ENTRIES SUPPLIED:
PR #3637, opened 2022-06-03
[3563] Add a typing update pruning mechanism

MarinTolic:
### 🎯 Goal

Implement a pruning mechanism for typing updates that automatically cancels typing events after a start typing event has expired.

### 🛠 Implementation details

- Create a start typing wrapper that automatically invokes a lambda upon completing a timed job
- Create a pruning class that keeps track of typing start events and removes any that have not been removed after a set time
- Introduce the pruning class into `ChannelStateLogicImplTest`

### 🎨 ~~UI Changes~~

No UI changes, only behavioral changes.

### 🧪 Testing

Use the following patch 

<details>

<summary> The following patch disables sending the stop typing updates from the client in both Compose and UI Components </summary>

WORK TO COMPLETE: The response must consist of the lines above, from the first one through the line containing "### 🛠 Implementation details", reproduced exactly.

EXERCISE RESULT:
PR #3637, opened 2022-06-03
[3563] Add a typing update pruning mechanism

MarinTolic:
### 🎯 Goal

Implement a pruning mechanism for typing updates that automatically cancels typing events after a start typing event has expired.

### 🛠 Implementation details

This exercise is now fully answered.